Se le prime notizie sulla sfida frontale tra Schrems e Facebook arrivano dal 2011, è dal 2014 che il tutto è diventato di dimensioni maggiori quando – il 1 agosto 2014 – 25.000 utenti si erano rivolti a questo neolaureato in legge per una class action. Lui che aveva concentrato la propria tesi proprio su come il gigante dei social network aveva organizzato il rispetto della privacy dei dati personali. Per farlo, aveva completato un semestre di studi presso la quasi adiacente università di Santa Clara, a poca distanza dalla casa madre del colosso di Mark Zuckerberg. Lì, aveva richiesto al sito una copia delle informazioni personali raccolte scoprendo ben 1200 pagine oltre che ogni chat inviata. Aveva così presentato 22 denunce e aveva sollevato la questione che Facebook stesse assumendo una posizione di monopolio incontrollato.

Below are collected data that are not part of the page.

PR #35, opened 2026-08-08
fix(types): align the diverging public signatures with upstream

jlucaso1:
## Summary

The auditor reports 121 signature mismatches, which collapse to 58 distinct members once the socket's three aliases (`WASocket`, `default()`, `makeWASocket()`) are deduplicated. It compares signature strings, so that count mixes a parameter that was renamed, a shape that is merely different, and a shape that breaks the caller. Only the last is a bug.

All 58 are triaged below. **Two were real and are fixed**; both were argument-count divergences that stopped upstream code from compiling. One more is real and cannot be fixed in this layer, and is written up rather than papered over. The rest are noise or benign, and are documented so the next audit does not investigate them from scratch.

The criterion applied throughout, explicitly: *does a piece of code written against upstream's types compile and run against these?* If yes, benign. If no, real.

### Real, and fixed

| item | what broke | fix |
| --- | --- | --- |
| `downloadMediaMessage` | `ctx` was required where upstream has it optional, so upstream's three-argument call did not compile | `ctx` is optional, and without one the call uses the client the last `makeWASocket` registered, which is the fallback `downloadContentFromMessage` already offers for standalone calls. So the three-argument call downloads rather than merely explaining itself. It rejects only when neither a context nor a registration exists |
| `createParticipantNodes` | upstream's fourth argument `dsmMessage` was missing, so a four-argument call did not compile | accepted and refused, not accepted and dropped. Upstream uses it to encrypt a different plaintext for the caller's own other devices; the engine encrypts one payload for every recipient, so ignoring it would send those devices the wrong message |

### Real, and not fixable here

| item | why |
| --- | --- |
| the upload contract: `MediaGenerationOptions.upload`, `MessageContentGenerationOptions.upload`, `MessageGenerationOptions.upload`, `WASocket.waUploadToServer` | see below |

### Cascade

`generateWAMessage`, `generateWAMessageContent`, `prepareWAMessageMedia` and `sendMessage`'s `content` parameter all read as mismatches while their own top-level shapes match upstream exactly. Each is downstream of the upload contract or of a nested type, so there is nothing to fix on them directly. `handleIdentityChange` and `hasNonNullishProperty` are the same pattern, rooted in `IdentityChangeContext` and `AnyMessageContent`.

`IdentityChangeContext.debounceCache` and `.debounceCache.set` are a decision already recorded, not a new finding. The nominal cache type was removed deliberately, and this PR does not reopen it.

### Benign

| group | why upstream code still compiles and runs |
| --- | --- |
| `sendMessage`, `subscribeNewsletterUpdates` return types | this package returns `T` where upstream returns `T \| undefined` or `T \| null`. Stronger, and assignable to what a caller declared |
| every `newsletter*` return type | `NewsletterMetadata` where upstream has `unknown`. Also stronger, and an improvement that landed with the newsletter surface |
| `productCreate`, `productUpdate`, `productDelete`, `updateCoverPhoto` | return `never` because they refuse. `never` is assignable to whatever upstream declares |
| `generateThumbnail` | accepts `string \| Buffer` where upstream accepts `string`. Wider, so upstream calls are a subset |
| `toNumber` | accepts a structural `{ toNumber?, low?, high? }`, which upstream's `Long` satisfies |
| `fetchLatestBaileysVersion` | a discriminated union where upstream has one object with `isLatest: boolean`. Narrower, and assignable |
| `BufferJSON.replacer`, `.reviver` | `unknown` where upstream has `any`. `any` is assignable in both directions, and both still work as `JSON.stringify` and `JSON.parse` arguments |
| `addOrEditQuickReply` | `QuickReplyAction` where upstream has `any`. A well-formed quick reply still compiles; only passing junk stops |
| `getOrderDetails` | a third optional `sellerJid`. Upstream's two-argument call still compiles, and the argument is required at runtime for the reason recorded when it was added |
| `newsletterFetchMessages` | `since` and `after` optional where upstream has them required. More permissive |
| `resyncAppState` | optionality differs, deliberately. Belongs to the socket-internals PR and is not touched here |
| `WASocket.ws` and its emitter methods | the same type name on both sides, and the generic type parameter on `off`/`once`/`removeListener` and friends. Nominal identity, not a shape difference |
| `encodeBigEndian` | upstream's parameter names are minified to `e` and `t`. Renaming to match would make this code worse |
| `hkdf`, `md5` | re-exported from the bridge by both packages, so the names are the bridge's and not this layer's to change |
| `processHistoryMessage`, `downloadAndProcessHistorySyncNotification` | a named alias here against an inline object upstream, field for field the same shape. `pastParticipants` is required here and optional upstream, which constrains constructing the object but not reading it |

### Noise, left alone

`Curve.sign` (`buffer` vs `buf`), `Curve.verify` (`publicKey` vs `pubKey`), `relayMessage` (a named options object where upstream destructures in the signature), `downloadContentFromMessage` (`mediaContent` vs `__0`). TypeScript is structural: no caller names a positional parameter, so renaming these buys a smaller number in the report and nothing else. The two in `Curve` would also mean adopting names that are worse than the ones here.

One group of names was worth changing and is in its own commit, marked cosmetic so a reviewer can skip it: five refusal parameters carried underscore prefixes purely to satisfy the linter, and now carry upstream's names with the values discarded through `void`, which is the idiom the rest of this package already uses.

## Upload contract

The hypothesis was that one divergent upload contract caused a cascade of mismatches. Half right, and the half that is wrong changes what to do about it.

The exported `WAMediaUploadFunction` in this package is already character-for-character upstream's: `(encFilePath: string, opts: { fileEncSha256B64, mediaType, timeoutMs? })`. It is not the type of the `upload` field, and that is where the divergence lives. `MediaGenerationOptions.upload` here is `(media: Buffer, opts: { mediaType }) => Promise<UploadMediaResult>`.

The two are different in kind, not in spelling:

- upstream's uploader is a **transport**: encryption already happened, the ciphertext is on disk, hand back a URL
- this package's is **encryption plus transport**: here is plaintext, return the media key, both hashes and the length as well

So a consumer who passes their own upstream-shaped upload function gets a plaintext `Buffer` where they expect a file path, which is the silent-corruption case rather than a compile error. That is real, and it is the highest-impact item in this whole audit.

It is not fixable here. Accepting upstream's shape means encrypting the media in TypeScript, writing the ciphertext to a temp file and computing `fileEncSha256B64`, all beside the implementation the core already has. That is exactly the second implementation of protocol work the layer split exists to prevent, and it would be the wrong place for it.

**Gap, for the lower layers.** The core would need to expose encrypt-to-file, or encrypt-to-stream with the receipt, so this layer could hand a caller-supplied uploader an encrypted path and the hash upstream's contract promises. `agents_prompts/` does not exist in either the bridge or the core checkout, so this is recorded here rather than as a file: the capability wanted is "encrypt this media and give me back a path plus `fileEncSha256`, without uploading", after which the upstream `upload` contract becomes implementable in a follow-up.

Until then the divergence stays, and this PR does not disguise it.

## Breaking

Nothing that worked before stops working.

`downloadMediaMessage` accepts strictly more calls than it did: three arguments now compile and, after `makeWASocket` has initialized, download. `createParticipantNodes` also accepts strictly more: a fourth argument now compiles and rejects rather than failing to compile. Callers passing four arguments and expecting per-device plaintext substitution get an error, which is the point, since the previous alternative was for it not to compile at all.

One caveat is worth stating rather than burying: the client `downloadMediaMessage` falls back to is whichever socket was created last, so a host juggling several sockets should keep passing the context explicitly. That caveat is not new, it is the same one `downloadContentFromMessage` already carries, and it is documented where the fallback is.

The cosmetic commit renames parameters only. TypeScript does not bind positional arguments by name, so no call site moves.

## Left alone, and why

The benign and noise tables above are the full list, grouped. The one-line version: a shape that is stronger, wider or structurally compatible does not break a caller, and a parameter name is not part of the contract in a structural type system. Chasing either would grow the diff without changing what any consumer can do.

## Coverage

Audit against `baileys@7.0.0-rc13`:

- `main`: 97.71% (21843/22354), 121 function mismatches
- this branch: 97.73% (21846/22354), 118 function mismatches

Three entries moved, and that number is the honest measure of what fixing only the real items does. The mismatch counter does not go to zero and should not: most of what it counts is this package being deliberately stronger, wider or more explicit than upstream, and the upload contract will keep counting until the core can support it. A branch that zeroed this counter would have done so by giving up those choices.

## Validation

- `npm run format`, `npm run lint`, `tsc --noEmit`: clean
- `npm test`: 838 passing, 0 failing
- 5 new tests in `src/__tests__/signature-compatibility.test.ts`, covering `downloadMediaMessage` with an explicit context, with the registered client and no context, with a context present but empty, and with neither available, plus the four-argument `createParticipantNodes` call rejecting without sending anything
- Both fixes were checked by reverting the line they add and confirming the tests fail
- `test:e2e` not run, it needs a mock server not available here

### DIFF
--- a/src/Socket/business.ts
+++ b/src/Socket/business.ts
@@ -1,6 +1,7 @@
 import type { OrderResult, BusinessProfileUpdateInput } from '@oxidezap/whatsapp-rust-bridge'
-import type { CatalogPage, CollectionsPage, GetCatalogOptions } from '../Types/Product.ts'
+import type { CatalogPage, CollectionsPage, GetCatalogOptions, ProductCreate, ProductUpdate } from '../Types/Product.ts'
 import type { UpdateBussinesProfileProps } from '../Types/Bussines.ts'
+import type { WAMediaUpload } from '../Types/Message.ts'
 import { Boom } from '../Utils/boom.ts'
 import { jidNormalizedUser } from '../WABinary/jid-utils.ts'
 import type { SocketContext } from './types.ts'
@@ -11,7 +12,8 @@ import type { SocketContext } from './types.ts'
  * why instead of a bare TypeError, and rejecting because there is nothing to
  * call.
  */
-const noProductWriteRoute = (method: string): never => {
+const noProductWriteRoute = (method: string, ...ignored: unknown[]): never => {
+	void ignored
 	throw new Boom(
 		`${method} is not supported: the WhatsApp Web client has no product create, edit or delete operation, so there is nothing for this to call. Manage the catalog from the WhatsApp Business app.`,
 		{ statusCode: 501 }
@@ -112,7 +114,8 @@ export const makeBusinessMethods = (ctx: SocketContext) => ({
 	 * package's upload path cannot produce one: it requires a url and a
 	 * direct path, which that endpoint does not return.
 	 */
-	updateCoverPhoto: async (_photo: unknown): Promise<never> => {
+	updateCoverPhoto: async (photo: WAMediaUpload): Promise<never> => {
+		void photo
 		throw new Boom(
 			'updateCoverPhoto is not available yet: the cover photo upload returns an {fbid, meta_hmac, ts} receipt that this package cannot obtain. removeCoverPhoto works.',
 			{ statusCode: 501 }
@@ -123,9 +126,10 @@ export const makeBusinessMethods = (ctx: SocketContext) => ({
 		await (await ctx.getClient()).removeBusinessCoverPhoto(id)
 	},
 
-	productCreate: async (_create: unknown): Promise<never> => noProductWriteRoute('productCreate'),
+	productCreate: async (create: ProductCreate): Promise<never> => noProductWriteRoute('productCreate', create),
 
-	productUpdate: async (_productId: string, _update: unknown): Promise<never> => noProductWriteRoute('productUpdate'),
+	productUpdate: async (productId: string, update: ProductUpdate): Promise<never> =>
+		noProductWriteRoute('productUpdate', productId, update),
 
-	productDelete: async (_productIds: string[]): Promise<never> => noProductWriteRoute('productDelete')
+	productDelete: async (productIds: string[]): Promise<never> => noProductWriteRoute('productDelete', productIds)
 })
--- a/src/Socket/index.ts
+++ b/src/Socket/index.ts
@@ -857,11 +857,25 @@ const makeWASocket = (config: UserFacingSocketConfig) => {
 		sendRawMessage: async (data: Uint8Array | Buffer) => {
 			return (await ctx.getClient()).sendRawMessage(data instanceof Uint8Array ? data : new Uint8Array(data))
 		},
+		/**
+		 * `dsmMessage` is accepted so the signature matches upstream, and
+		 * refused rather than ignored. Upstream uses it to encrypt a different
+		 * plaintext for the caller's own other devices; the engine encrypts one
+		 * payload for every recipient, so honouring it is not possible here and
+		 * dropping it would send those devices the wrong message.
+		 */
 		createParticipantNodes: async (
 			jids: string[],
 			message: proto.IMessage,
-			extraAttrs?: BinaryNode['attrs']
+			extraAttrs?: BinaryNode['attrs'],
+			dsmMessage?: proto.IMessage
 		): Promise<{ nodes: BinaryNode[]; shouldIncludeDeviceIdentity: boolean }> => {
+			if (dsmMessage) {
+				throw new Boom(
+					'createParticipantNodes: dsmMessage is not supported, the engine encrypts one payload for every recipient and cannot substitute a different one for your own devices',
+					{ statusCode: 501 }
+				)
+			}
 			const bytes = encodeProto('Message', message as Record<string, unknown>)
 			return (await ctx.getClient()).createParticipantNodesBytes(jids, bytes, extraAttrs ?? {})
 		},
--- a/src/Socket/privacy.ts
+++ b/src/Socket/privacy.ts
@@ -63,7 +63,8 @@ export const makePrivacyMethods = (ctx: SocketContext) => {
 		 * Warned once rather than thrown: upstream callers await this inside a send
 		 * workflow, and rejecting would abort a workflow that was going to succeed.
 		 */
-		issuePrivacyTokens: async (jids: string[], _timestamp?: number): Promise<void> => {
+		issuePrivacyTokens: async (jids: string[], timestamp?: number): Promise<void> => {
+			void timestamp
 			if (!warnedAboutPrivacyTokens) {
 				warnedAboutPrivacyTokens = true
 				ctx.logger.warn(
--- a/src/Utils/messages.ts
+++ b/src/Utils/messages.ts
@@ -811,12 +811,19 @@ export const extractMessageContent = (content: WAMessageContent | undefined | nu
 	return content
 }
 
+/**
+ * Every field is optional, so upstream's `{ reuploadRequest, logger }` and this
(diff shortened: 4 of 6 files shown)


jlucaso1:
On "fall back to the registered client when context is omitted" in `src/Utils/messages.ts`: good catch, and it turns this into a real fix rather than a better-worded refusal. Done in `57a0ade`.

Making the parameter optional had only moved the failure from compile time to run time: the three-argument call compiled and then explained itself. `_registerActiveBridgeClient` already holds the client the last `makeWASocket` built, and `downloadContentFromMessage` uses exactly that fallback for standalone calls, so there was no reason for this one to insist on its own.

It now takes `ctx?.waClient ?? activeBridgeClient` and rejects only when neither exists, naming both ways to supply one. The multi-socket caveat carries over from the sibling function and is documented where the fallback is: the registration points at whichever client was created last, so a host juggling sockets should still pass the context.

Four tests: an explicit context is used, a three-argument call downloads through the registration, a context present but empty falls back rather than being dereferenced, and neither present rejects. Removing the fallback fails two of them.

The PR body's triage table is updated to match, since `downloadMediaMessage` is now a fix rather than a refusal.

---

jlucaso1:
On "make the fallback context type accept upstream callers" in `src/Utils/messages.ts`: valid on all three counts, fixed in `2aac251`. The third one is the sharpest, and I should have caught it.

Upstream's context is `{ reuploadRequest, logger }` with both required and no client at all, so an upstream caller passing it as written did not compile. My own error message told the caller to pass `{ waClient: sock.waClient }`, which did not compile either, because the other two fields were still required. And the tests used `as never`, which is exactly why neither showed up: a cast that silences the type is a test that stops testing the type.

Every field is optional now, which is what the runtime already assumed once the fallback existed. `reuploadRequest` and `logger` stay declared and are not read, and the type says so: the engine handles the re-upload request, the CDN failover and the logging, so a caller's versions would have nothing to do. Accepting and ignoring them is right here in a way it was not for `dsmMessage` on the other fix, because ignoring these changes no outcome, while ignoring that one would have sent the wrong message to the caller's own devices.

The casts are gone and a test now passes upstream's context shape verbatim. Restoring the required fields breaks the typecheck in three places in that file, which is the check that the casts were hiding.

---

jlucaso1:
On the `activeBridgeClient` fallback in `downloadMediaMessage`: the risk is real and stated correctly, and I am keeping the fallback. Worth laying out the tradeoff, because two reviewers have now argued opposite sides of it and the merge decision is the repo owner's, not mine.

The case against, which is yours: in a multi-account host the module-level pointer is whichever socket was created last, so a caller who omits `ctx` can have a download run against another session's client, with the wrong credentials and Signal pair. That fails cryptographically or reads the wrong account's media, and it does so silently.

The case for, which was the Codex finding earlier on this PR: without the fallback, upstream's documented three-argument call compiles and then always throws. That is not compatibility, it is a compile error moved to run time.

Three things tipped it toward keeping the fallback. The pattern is not new to the public surface: `downloadContentFromMessage` is exported and has had exactly this fallback, with the same caveat, since before this PR, so removing it here would leave the risk in place one function over while breaking the upstream call here. The failure is loud rather than quiet in practice, because the wrong client's Signal pair fails HMAC verification rather than returning someone else's plaintext. And single-account hosts, which are the common case, get an API that behaves as upstream's does.

What I have not done is pretend the risk away: the caveat is documented where the fallback is, in the same words as the sibling function, and the PR body calls it out under Breaking rather than burying it.

If you would rather this stayed confined to the internal helper, say so and I will require `ctx` here and revert the PR body's claim that upstream's three-argument call runs. The per-socket scoping you suggest is the better answer than either, but it is a change to how the registration works and belongs in its own PR rather than inside a signature-alignment one.

---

Schrems era tornato in Europa e aveva iniziato il confronto impari solo sulla carta. Aveva puntato il dito contro Facebook Irlanda ossia verso il paese dove il SN ha i suoi quartieri generali nel Vecchio Continente (naturalmente per il regime fiscale conveniente). L’accusa era quella di violazione della protezione dei dati e del la privacy con gli utenti che vedevano vanificate le loro richieste di “oblio” dopo la cancellazione dal sito dato che le informazioni rimanevano salde in mano al portale anche dopo aver abbandonato il proprio profilo. E molte informazioni erano assai private e, dunque, preziose. Per dare ancora più voce alla sua battaglia, aveva creato il gruppo «Europe versus Facebook».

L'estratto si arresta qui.